#### Recorded data:

- - - - - - -

PR #6324, opened 2020-04-12
fix: allow applying offset to binned rect/bar position

kanitw:


test/compile/mark/bar.test.ts
```diff
@@ -301,6 +301,35 @@ describe('Mark: Bar', () => {
...
+      expect(props.y2).toEqual([
+        fieldInvalidTestValueRef(y, 'y'),
+        {scale: 'y', field: 'bin_maxbins_10_Horsepower', offset: 5}
+      ]);
+      expect(props.y).toEqual([
+        fieldInvalidTestValueRef(y, 'y'),
+        {
+          scale: 'y',
+          field: 'bin_maxbins_10_Horsepower_end',
+          offset: defaultBarConfig.binSpacing + 5
```
donghaoren, line 326: Is `yOffset` supposed to only offset the `y` property? Do we also have `y2Offset`?

I'm think about the difference between the following scenarios:
- `yOffset` only on `y`, keep `y2`, change `height`
- `yOffset` on `y`, keep `height`, change `y2`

- - - - - - -

Which lines run from the one containing "I'm think about" through the end of the material? Output exactly those lines and no others.

I'm think about the difference between the following scenarios:
- `yOffset` only on `y`, keep `y2`, change `height`
- `yOffset` on `y`, keep `height`, change `y2`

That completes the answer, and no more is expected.